D.L. Irpef. #80euro ai pensionati? Parola di boyscout!
Dalla primavera del 2014 San Paganino potrebbe essere ribattezzato “Bonus Day”: il 27 maggio la maggior parte dei beneficiari del c.d. “Bonus Irpef” ha visto comparire in busta paga i primi 80 euro. I contribuenti interessati da questo intervento sono i titolari di reddito di lavoro dipendente e di alcuni redditi assimilati (art. 1, comma 1, d.l. n. 66 del 2014, in corso di conversione). Rimangono esclusi – tra gli altri – i soggetti che percepiscono pensioni e assegni ad esse equiparati.
Sotto il profilo strettamente giuridico, il mancato riconoscimento del “Bonus Irpef” ai pensionati è criticato perché ritenuto contrastante con i principi di solidarietà uguaglianza e ragionevolezza (artt. 2 e 3 Cost.), coordinati con quello di capacità contributiva (art. 53, comma 1, Cost.). Le pensioni sono reddito di lavoro dipendente non soltanto perché così dispone la legge (cfr. art. 49, comma 2, lett. a), Tuir), ma anche per ragioni per così dire ontologiche: il trattamento pensionistico ordinario costituisce infatti una retribuzione differita. A identica natura dovrebbe corrispondere identico trattamento tributario. Così non è in questo caso. L’arbitrarietà di una agevolazione settoriale è ancor più evidente qualora si consideri che il “Bonus Irpef” è riconosciuto anche alle forme pensionistiche complementari.
La fondatezza di questa critica trova conferma nella giurisprudenza della Corte Costituzionale relativa ad un provvedimento legislativo simmetrico al “Bonus Irpef”, vale a dire l’introduzione del cosiddetto “contributo di solidarietà sulle pensioni d’oro” (art. 18, comma 22 bis, d.l. n. 98 del 2011).
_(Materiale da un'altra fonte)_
PR #2500, opened 2021-01-25
WIP: add client options.

### LINKED ISSUE #1924: Can't configure content type in generated client
## Problem statement

The generated client only allows you to set `params` and there isn't a way to override the content type used if the endpoint accepts multiple content types. The runtime library itself just uses the first content type in the list of `ConsumesMediaTypes` https://github.com/go-openapi/runtime/blob/3d6572c5a80826d5e7f6362d4c681875207c3ef6/client/runtime.go#L333-L341.

## Suggestion

Instead of hardcoding the `ClientOperation` https://github.com/go-swagger/go-swagger/blob/312366608bbf17dd219190b66ab63bdc8b4d0db0/examples/todo-list/client/todos/todos_client.go#L36-L48 we could have some kind of function that produces the `DefaultAddOneOperation` and in addition to `AddOne` have an `AddOneWithOperation` that takes in a `ClientOperation` as an argument.

That way, a user can create a default operation, modify it, and then pass it in to the client. What do you think?

Or, since it's generated code, the existing `AddOne` can remain unmodified, and we can just generate the additional helper functions.

## Environment
swagger version: 0.18.0

gmidorii:
fixes #1924


gmidorii:
Since the edit of commit failed, we will try again.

Anche il “Bonus Irpef” sembra infatti tradursi in “un intervento […] irragionevole e discriminatorio ai danni di una sola categoria di cittadini [i pensionati], senza garantire il rispetto dei principi fondamentali di uguaglianza a parità di reddito, attraverso una irragionevole limitazione della platea dei soggetti. […] I redditi derivanti dai trattamenti pensionistici non hanno, per questa loro origine, una natura diversa e minoris generis rispetto agli altri redditi presi a riferimento, ai fini dell’osservanza dell’art. 53 Cost., il quale non consente trattamenti in pejus di determinate categorie di redditi da lavoro. […] A fronte di un analogo fondamento impositivo, […] il Legislatore ha scelto di trattare diversamente i redditi dei titolari di trattamenti pensionistici. […] La Costituzione non impone affatto una tassazione fiscale uniforme, con criteri assolutamente identici e proporzionali per tutte le tipologie di imposizione tributaria; ma esige invece un indefettibile raccordo con la capacità contributiva, in un quadro di sistema informato a criteri di progressività, come svolgimento ulteriore, nello specifico campo tributario, del principio di eguaglianza, collegato al compito di rimozione degli ostacoli economico-sociali esistenti di fatto alla libertà ed eguaglianza dei cittadini-persone umane, in spirito di solidarietà politica, economica e sociale” (sentenza n. 116 del 2013, nonché, in termini, sentenze nn. 111 del 1997, 341 del 2000 e 142 del 2014, tutte reperibili sul sito della Consulta).
Matteo Renzi sembra aver colto la necessità di allargare la platea dei contribuenti beneficiari del “Bonus Irpef”: durante la conferenza stampa sui primi #80giorni della sua attività, il Presidente del Consiglio dei Ministri ha dichiarato che il “Bonus Irpef” rappresenta “l’inizio di una riduzione fiscale” della quale beneficeranno anche i pensionati (cfr. “Europee, l’ultima mossa di Renzi: “Giù le tasse per famiglie, pensionati e partite Iva”“).
Se nel diritto romano i rescritti dell’imperatore erano fonti del diritto, lo stesso non può dirsi oggi per i comunicati stampa e le slides. De iure condito il “Bonus Irpef” rimane una misura transitoria, valevole cioè soltanto da maggio a dicembre del 2014. Questa situazione legislativa corrisponde alla volontà cristallizzata dal Governo Renzi nell’incipit del provvedimento, dove si rinvia l’attuazione di un “intervento normativo strutturale” alla Legge di Stabilità per il 2015 (cfr. art. 1, comma 1, d.l. n. 66 del 2014, in corso di conversione). Se ne riparlerà (forse) a fine anno, a meno che la modifica non sia attuata in sede di conversione del d.l. n. 66 del 2014.